El Partido Laborista elegirá un nuevo líder y primer ministro. Un nivel básico de profesionalismo y autocontrol es el requisito mínimo para que un hombre o una mujer pueda levantarse por sí mismo.

Angela Rayner no puede hacer eso. Su comportamiento el lunes no estaba fuera de discusión. La preocupación por su comportamiento social ha sido generalizada en el Partido Laborista Parlamentario desde hace algún tiempo.

Sus amigos explicaron recientemente a parlamentarios y periodistas que por eso se abstiene de beber alcohol.

Algunas de estas dificultades pueden mitigarse si Rayner está rodeada de asesores con la experiencia y la madurez para guiarla de manera segura a través de la intensidad de la contienda por el liderazgo laborista y su futuro ascenso al número 10.

Pero la verdad es todo lo contrario. Muchos parlamentarios creen que su círculo íntimo la está explotando activamente y utilizándola para promover sus propias ambiciones políticas.

Angela Rayner tiene muchas cualidades. Ella va más allá de las habituales narrativas perezosas sobre la arcilla y la dureza.

Sus instintos políticos estaban bien afinados. Durante su gestión en el Departamento de Vivienda, antes de su renuncia el año pasado, era experta en superar los obstáculos que la burocracia de Whitehall ponía en su camino.

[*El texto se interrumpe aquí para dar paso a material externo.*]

PR #7951, opened 2020-06-03
Add Nunjucks syntax package

jeremyfourna:
Hello, I forked the package of https://github.com/mogga/sublime-nunjucks that is syntax highlighting for Nunjucks template language. The repository is not maintained anymore.

### DIFF
--- a/repository/n.json
+++ b/repository/n.json
@@ -1230,6 +1230,17 @@
 			]
 		},
 		{
+			"name": "Nunjucks Syntax Highlight",
+			"details": "https://github.com/jeremyfourna/sublime-nunjucks-highlight",
+			"labels": ["language syntax", "Nunjucks"],
+			"releases": [
+				{
+					"sublime_text": "*",
+					"tags": true
+				}
+			]
+		},
+		{
 			"name": "NuSMV Syntax",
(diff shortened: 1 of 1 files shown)


FichteFoll:
It would have been nice if you made an actual fork and preserved the commit history, so I could have seen which changes you applied instead of having to compare the files manually, which I'm not going to do.

I'll also inform you that this is technically a copyright infringement, because there was no license in the repository you copied from. However, this is just a heads-up, as this seems quite unlikely to involve sensitive property (and PC itself is not violating any terms).

Finally, if you're continuing the existing work, I'd suggest to replace the existing entry for [Nunjucks Syntax](https://packagecontrol.io/packages/Nunjucks%20Syntax) instead of adding a new one. @mogga, you may object to a replacement of your package within the next 14 days.

jeremyfourna:
@FichteFoll I did as you said, I put in the `n.json` the fork of the original package.

The only change on the fork is the support of the `.njk` file name.

FichteFoll:
Note that to make Pacakge Control pick up the changes, you need to push a tag with a higher version. I will merge afterwards.

FichteFoll:
@jeremyfourna ping

jeremyfourna:
@FichteFoll where should I push a tag of higher version?

PR #7954, opened 2020-06-07
Update Tutkain description and labels

eerohele:

### DIFF
--- a/repository/t.json
+++ b/repository/t.json
@@ -3316,8 +3316,8 @@
 		{
 			"name": "Tutkain",
 			"details": "https://github.com/eerohele/tutkain",
-			"labels": ["clojure"],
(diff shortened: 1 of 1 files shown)


repository/t.json
```diff
@@ -3317,7 +3317,8 @@
 			"name": "Tutkain",
 			"details": "https://github.com/eerohele/tutkain",
 			"labels": ["clojure"],
-			"description": "Clojure socket REPL client",
+			"description": "An interactive Clojure editing environment for Sublime Text",
+			"labels": ["clojure", "nrepl", "repl"],
```
FichteFoll, line 3321: You now have `labels` twice.

eerohele: That's what you get when you try to make a change like this at midnight… fixed.

PR #7955, opened 2020-06-07
userinterface.js snippets

thoughtsunificator:


FichteFoll:
Well, this is quite a simple one, but I don't think we have a policy regarding some "minimum value" a package needs to add.

The same comment as with your other package applies regarding the lac of any content in the readme.

PR #7959, opened 2020-06-13
Replace Zeal package with a fork

FichteFoll:
Replaces @vaanwd's Zeal package with a fork that I updated.

I submitted a PR 30 days ago at https://github.com/vaanwd/Zeal/pull/30 without a reply, so I'm suggesting to replace the package and offer to maintain it in the future, which is why I adopted it under the @SublimeText org umbrella.

@vaanwd, you may object to this change within the next 14 days.

### DIFF
--- a/repository/z.json
+++ b/repository/z.json
@@ -34,12 +34,16 @@
 		},
 		{
 			"name": "Zeal",
-			"details": "https://github.com/vaanwd/Zeal",
-			"author": "vaanwd",
+			"details": "https://github.com/SublimeText/Zeal",
+			"author": ["vaanwd", "FichteFoll"],
 			"releases": [
 				{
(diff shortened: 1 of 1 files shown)


FichteFoll:
For the record, the referenced PR was merged but the other necessary steps for proper distrubution have not been applied, which means the package isn't in a great position right now. Notably, it simply won't work on ST2 and users were never made aware of their outdated config (if any), because they won't see an update message.

braver:
> the package isn't in a great position right now

Well the fork doesn't worsen the situation. @vaanwd hasn't objected here or really interacted in the original repo. I don't see anything stopping us from merging this PR and thereby completing the takeover. I'll give it another 2 weeks, but will merge unless someone stops me before then.

PR #7961, opened 2020-06-14
Highlime package added

alex-pobeditel-2004:
Good mood plugin which changes current color scheme parameters in real time to make it look *a bit different*


FichteFoll:
0.2 seems pretty aggressive, but that seems intended.

PR #7965, opened 2020-06-16
Make Make Executable work on sub3

HormyAJP:
There's nothing preventing this from working. Just
need to change the repository to support all versions.

N.B. I wrote my own version of this and was going to publish that. However, since this one already exists we might as well just reuse it.

### DIFF
--- a/repository/m.json
+++ b/repository/m.json
@@ -272,7 +272,7 @@
 			"details": "https://github.com/cockscomb/SublimeMakeExecutable",
 			"releases": [
 				{
-					"sublime_text": "<3000",
+					"sublime_text": "*",
 					"branch": "master"
 				}
 			]


FichteFoll:
The package won't work properly on ST3 because it does not respect lazy loading of the API (and using `Pref = Pref()` is an anti-pattern that really needs to disappear). I suggest you fork the repo, make the required changes and submit a PR to replace the original with your fork. There is [an open issue](https://github.com/cockscomb/SublimeMakeExecutable/issues/4) for that package, but it's been without replies for 3 years.

HormyAJP:
@FichteFoll thanks, understood. I'll do as you suggest. Will close this PR.

Thanks,
Andrew

PR #7968, opened 2020-06-20
Add new package " L042ATeX "

k1242:
The package is a set of plugins, snippets and shotcuts for simplifying using LaTeX for users writing text in Russian. Templates and snippets targeting specially for Russian, so package will be hardly useful for other users. Russian users could begin special environments, commands, etc. using the Russian layout.

### DIFF
--- a/repository/l.json
+++ b/repository/l.json
@@ -2,6 +2,18 @@
 	"schema_version": "3.0.0",
 	"packages": [
 		{
+			"name": "L042ATeX",
+			"details": "https://github.com/k1242/L042ATeX",
+			"labels": ["LaTeX", "latex", "russian", "snippets"],
+			"releases": [
+				{
+					"sublime_text": "*",
+					"platforms": ["windows"],
+					"tags": true
+				}
+			]
+		},
+		{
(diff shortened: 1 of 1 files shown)


FichteFoll:
I'm sceptical about [this vbs script](https://github.com/k1242/L042ATeX/blob/master/sources/vbs/close_recent_file.vbs). It seems to be used to close a tab for a moved file. Instead, you should use the undocumented `View.retarget` method with the new file name. I don't really understand what you use the change_layout.vbs script for, but if you want to change the layout of an ST window then you can totally do that within ST itself by calling the command that the key is bound to. You can find out via the console by running `sublime.log_commands(True)`.
For the draft article skeleton, you could use [`sublime_lib.ResourcePath.copytree`](https://sublimetext.github.io/sublime_lib/#sublime_lib.ResourcePath.copytree). See the readme referenced at the top for how to use `sublime_lib` in your package.

With that out of the way, it should be possible to target all platforms, in which case you also want to use `os.path.join` to join path segments.

FichteFoll:
@k1242 ping

PR #8166, opened 2021-01-19
Add Theme One

AmjadHD:


braver:
It might be good to clarify in the README that this package is both a color scheme and a theme. Presumably the user needs to select both for the "full experience". I guess we have some [similar packages](https://packagecontrol.io/packages/Theme%20-%20TwoDark) but none that so elegantly provide both light and dark modes.  So yeah, good job, let's ⛵

PR #8167, opened 2021-01-19
Add "Run As You Type" package

ggets:

### DIFF
--- a/repository/r.json
+++ b/repository/r.json
@@ -2306,6 +2306,20 @@
 			]
 		},
 		{
+			"name": "Run As You Type",
+			"details": "https://github.com/ggets/Sublime_RunAsYouType",
+			"readme": "https://raw.githubusercontent.com/ggets/Sublime_RunAsYouType/master/README.md",
+			"labels": ["exec", "interactive", "execution", "command", "command execution", "cmd"],
+			"author": "GGets",
+			"releases": [
+				{
+					"sublime_text": ">=3000",
+					"platforms": ["windows"],
+					"tags": true
+				}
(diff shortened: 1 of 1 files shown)


braver:
You been busy huh? :D 

This sounds a bit familiar. We seem to have some packages that do something similar, like [ToolRunner](https://packagecontrol.io/packages/ToolRunner). Some maybe a bit old like [Code Runner](https://packagecontrol.io/packages/Code%20Runner). Maybe [SublimeREPL](https://packagecontrol.io/packages/SublimeREPL) is in the same vein as well. How does your package relate to these?

ggets:
This is actually an old plugin of mine that I never published. I wrote it, because I couldn't find an existing one with the same functionality.
I will look into each of these plugins to see how similar they actually are.
Basically the way it works is it creates a named output panel ( like the console ) and it evaluates there. You can also pass arguments to the executing program on the fly by the means of an input panel. Do these work like that?

braver:
> Do these work like that?

Seriously, I don't have a clue. It just looks very similar. What I'm looking for is when someone submits a new package, that in the submission the similar packages are at least considered, so that we don't duplicate where a contribution/PR to the other package would also have worked. I don't mind duplication per se, it also facilitates replacement via natural selection: if yours is better, or better maintained, it can overtake the older package that way. So in a way it's on the submitter to "defend" the addition in face of what's already out there. In this case there are probably a couple valid approaches to the same idea, and the existing packages are pretty old, so good chance yours can find its way among them. Let me know what you find when you have a look at the competitors :)

PR #8169, opened 2021-01-21
Theme - One Separate releases for ST3 and ST4

AmjadHD:


AmjadHD:
@braver, if you can merge this now, I would appreciate it. The theme is kind of broken. and I would like it being fixed sooner rather than later.

PR #8172, opened 2021-01-22
add plugin

evercyan:

### DIFF
--- a/repository/s.json
+++ b/repository/s.json
@@ -4895,17 +4895,6 @@
 			]
 		},
 		{
-			"name": "subryan",
-			"details": "https://github.com/evercyan/subryan",
-			"releases": [
-				{
-					"sublime_text": "*",
-					"platforms": ["osx"],
-					"tags": true
-				}
-			]
-		},
-		{
 			"name": "SubTexting",
 			"details": "https://github.com/willbrazil/SubTexting",
 			"releases": [
--- a/repository/t.json
+++ b/repository/t.json
@@ -2795,6 +2795,17 @@
 			]
 		},
 		{
+			"name": "Tony Water",
+			"details": "https://github.com/evercyan/tony-water",
+			"labels": ["json", "utils"],
+			"releases": [
+				{
+					"sublime_text": "*",
+					"tags": true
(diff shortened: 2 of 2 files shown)


braver:
Hi!

Can you perhaps explain what your package does, and why Tony Water is a good name for it? Not just for me, but also to help others find your package. 

It looks like a collection of string and json manipulation utilities. Perhaps you can elaborate on what your package adds to what is already out there in package control? You already have 2 abandoned packages in package control, maybe it's a good idea to replace one of them with this new one. Also, it would be nice if this one doesn't go missing after a while again...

Todavía tiene mucho que ofrecer a su partido y a su país.

Pero ella no será la primera ministra. El peso de la oficina la destruye. El gobierno colapsa rápidamente, lo que recuerda el experimento de Liz Truss como primera ministra.

Es por eso que sus colegas y aquellos que dicen ser sus amigos, Rayner, tienen el deber de cuidar de asegurarse de que eso no suceda.

Durante los últimos meses, he hecho una crónica del declive y caída de Keir Starmer. No me inclino ante nadie en mi firme creencia de destituirlo de su cargo lo antes posible en interés de su gobierno, partido y país.

Por eso no lo digo a la ligera: si tuvieran que elegir entre Keir Starmer y Angela Rayner, el Partido Laborista debería quedarse con Starmer.